The Marx Brothers were not part of my star-infatuated childhood; I fell in love with Harpo only recently. Without foreknowledge, I found myself hypnotized by the curly-wigged man who stared erratically, with a glazed expression, in a direction that was neither toward nor away from the other; his gaze seemed to evade reciprocity, yet also to invite response. Harpo, I discovered, moved more quickly, and more elusively, than I could account for. If I slowed down the film, his gestures could unfold under a different planetary dispensation. I wanted to figure out how he put together “cuteness” from scratch, and how he coined, with tools of no one else’s devising, a grammar of adorability, affection, stupefaction, giddiness, sleepiness, shock, and other category-defying moods. I wanted, above all, to figure out how he seduced me into relinquishing my own thoughts, for a few years, to concentrate, instead, on his gestures, which didn’t need my annotations. Harpo made thirteen films; because my goal is homage and replication, I’ve written thirteen chapters. Anatomizing rather than synthesizing, I bed down with entropy and disarray.
Family Characteristics
The Marx Brothers’s film career officially begins with The Cocoanuts (1929). I take 1929 personally: my mother was born in 1930, my father in 1928. Though my father is certainly a talker, and a master of esoteric words and abstract concepts, in my childhood he was often silent—either sulking, or bitter, or contemplative, or outshouted. I interpreted his silence as a comforting antidote to my mother’s explosiveness, although now I can conceive that her liveliness and candor offered a different kind of comfort, a tactile realm of figuration, a warm materiality, apart from the bodiless void of my father’s abstraction. But when I was growing up, I felt sad that my mother didn’t decode or translate my father’s muteness, and I idealized (and blamed myself for) his gloom, passivity, or nonreactivity, as if we four children had conspired to deprive him of speech.

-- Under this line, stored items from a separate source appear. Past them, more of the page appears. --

PR #1669, opened 2026-08-22
fix(integrations): draw plugin previews with the board's own code-62 flap

### LINKED ISSUE #1666: Plugin previews ignore the per-board code-62 flap setting
Follow-up to #1657. Not blocking that fix — filed so the gap is tracked rather than lost.

## What

`BoardInstance.code62_glyph` lets an owner say whether their Flagship's character-code-62 flap carries a degree sign or a heart, and the dashboard, editor preview, and wizard all honor it. **Plugin previews do not.**

`PluginCard` and `BoardShowcase` in `@fiestaboard/ui` accept `boardType` but no `code62Glyph`:

- `src/components/plugin/plugin-card.tsx:42` — `boardType?: "black" | "white"`, passed to `ScaledBoardTeaser` at `:106`
- `src/components/plugin/board-showcase.tsx:49` — same shape, passed through at `:112`

With no prop to thread, every board rendered on the Integrations page falls back to the package default and draws `°`, regardless of the board's setting.

## Why it isn't urgent

Latent today: no shipped manifest puts code 62 in a `teaser` or `previews`. Verified across all in-repo `plugins/*/manifest.json` plus `plugin-registry.json` and `plugin-previews.json` — zero occurrences of `°`, `❤`, or `♥`.

The first plugin author who puts a temperature in a teaser makes it visible, on exactly the boards the original bug was about.

## Fix

1. **FiestaUI:** add `code62Glyph` to `PluginCardProps` and `BoardShowcaseProps`, thread it to `ScaledBoardTeaser` / the inner board. Release.
2. **Here:** pass the resolved glyph from the Integrations routes, the same way `boardType` is already passed. `getEffectiveCode62Glyph(boardSettings)` in `web/src/hooks/use-board.ts` is the helper — `page-builder.tsx:257` shows the composition.
3. Add a manifest fixture that puts code 62 in a teaser, so the path stops being untestable.

jeffredodd:
Fixes #1666.

## What

`BoardInstance.code62_glyph` lets an owner say whether their Flagship's character-code-62 flap carries a degree sign or a heart (#1657), and the dashboard, editor preview and wizard all honor it. The Integrations page did not — `PluginCard` and `BoardShowcase` were handed `boardType` and nothing else, so every marketplace teaser and every hero preview drew `°` regardless of the board's setting, on exactly the boards #1657 was about.

- **Package half** (Fiestaboard/FiestaUI#264, released as `@fiestaboard/ui` 5.4.1): `code62Glyph` threaded through `PluginCard` → `ScaledBoardTeaser` → `BoardTeaser` and through `BoardShowcase` → `StaticBoardDisplay`
- **Here**: bump to 5.4.1 and pass the resolved glyph from both Integrations routes, the same way `boardType` already is

New `useEffectiveCode62Glyph()` sits beside `useEffectiveBoardColor()` (same import-cycle reason for its own module): it reads the board being managed and falls back to board settings while that is still loading, resolving the device alongside the preference — a Note is heart hardware whatever a stale Flagship preference says.

A `note` / `note_array` preview in the showcase still draws its own heart: `StaticBoardDisplay` resolves that from the preview's `device_type`, not from this prop.

## Tests

`web/src/__tests__/integrations-plugin-preview-code62.test.tsx` mounts both routes against MSW fixtures. The registry entry it mocks is the **manifest fixture the issue asks for** — no shipped manifest puts code 62 in a `teaser` or `previews`, which is the only reason this was latent, so the test supplies one (`teaser: "52 °F CLEAR"`).

Written first and watched fail — the two heart cases failed, the two degree guards passed:

```
× draws a heart in the marketplace teaser when the board's flap carries one
  → Unable to find role="img" and name `/52 ♥F CLEAR/`
✓ keeps the degree in the marketplace teaser for a board saved before the setting
× draws a heart in the plugin detail showcase when the board's flap carries one
  → Expected element to have text content: 52♥FCLEAR / Received: 52°FCLEAR
✓ keeps the degree in the plugin detail showcase for a board saved before the setting
```

The marketplace assertion reads the strip's `role="img"` name rather than its tiles: the tiles are `aria-hidden`, so the name is all a screen reader gets, and it comes from the same substitution — a strip drawing ♥ while announcing "degree" would be a text alternative for a different image (WCAG 1.1.1).

After the fix: 4/4 pass. Full web suite on this branch with 5.4.1 installed: **128 files, 1498 passed, 7 skipped**. `typecheck`, `eslint` and `prettier --check` clean.

FiestaUI side: 8 new mounted tests (5 of which failed before that fix), `release:test` 242/242, vitest 131/131.

## Note on #1668

The release bot opened #1668 for the same 5.4.1 bump. This PR carries the identical bump because the app change does not compile without it, so #1668 is redundant with this one — closing it in favour of this.

### DIFF
--- a/web/app/routes/integrations.$pluginId.tsx
+++ b/web/app/routes/integrations.$pluginId.tsx
@@ -36,6 +36,7 @@ import { toast } from "sonner";
 
 import Link from "@/components/smart-link";
 import { useEffectiveBoardColor } from "@/hooks/use-effective-board-color";
+import { useEffectiveCode62Glyph } from "@/hooks/use-effective-code62-glyph";
 import { useParams, useRouter } from "@/hooks/use-router";
 import { useTranslations } from "@/i18n/translations";
 import { api } from "@/lib/api";
@@ -49,6 +50,7 @@ export default function PluginDetailPage() {
   const router = useRouter();
   const queryClient = useQueryClient();
   const boardColor = useEffectiveBoardColor();
+  const code62Glyph = useEffectiveCode62Glyph();
   const pluginId = params.pluginId as string;
   const [addInstanceOpen, setAddInstanceOpen] = useState(false);
   const [instanceLabel, setInstanceLabel] = useState("");
@@ -158,6 +160,7 @@ export default function PluginDetailPage() {
             previews={previews}
             previewLabel={t("boardPreviewLabel", { name: entry?.name ?? pluginId })}
             defaultBoardType={boardColor}
+            code62Glyph={code62Glyph}
             labels={{
               flagship: t("deviceFlagship"),
               note: t("deviceNote"),
--- a/web/app/routes/integrations._index.tsx
+++ b/web/app/routes/integrations._index.tsx
@@ -277,6 +277,7 @@ import { asJSONSchema, SchemaForm } from "@/components/plugin-settings";
 import Link from "@/components/smart-link";
 import { useDepsChanged } from "@/hooks/use-deps-changed";
 import { useEffectiveBoardColor } from "@/hooks/use-effective-board-color";
+import { useEffectiveCode62Glyph } from "@/hooks/use-effective-code62-glyph";
 import { useSearchParams } from "@/hooks/use-router";
 import { useTranslations } from "@/i18n/translations";
 import type { PluginInfo, RegistryEntry } from "@/lib/api";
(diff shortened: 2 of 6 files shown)


jeffredodd:
Superseded by #1670 — same commit, rebased onto main after #1667 landed. This PR's branch conflicted with main (`web/package.json` / `web/package-lock.json`), which is why GitHub never dispatched the `pull_request` CI run: with no mergeable merge ref, only the `pull_request_target` workflows fired.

In Harpo’s first scene, I glimpse his major gimmicks. I note his rouged lips; his thirst; his appetite; his laziness; his musicality; his whistling; his marveling relation to words as material objects; his plug hat’s height and élan; his pants, not as ragged or droopy as in later films; his belt, not connected to the function of upholding pants; his gaze, riveted to any passing woman; his bulbous taxi horn, phallically protruding, and providing protest or emphasis; his willingness to fight against women rather than merely to romance them; his cheerful distaste for regular channels of communication; his large eyes, rapt, like a painter’s or bird-watcher’s, seizing transitory visitations. Harpo’s eyes are bigger than a regular person’s. That is an anatomical fact I can’t prove. His eyes, which tend to brighten and pop, dramatize the attempt to recognize (or to seek recognition from) another person. Harpo’s bug eyes do more than beseech: they attest, grip, sign, declare, accuse, renounce, and mourn.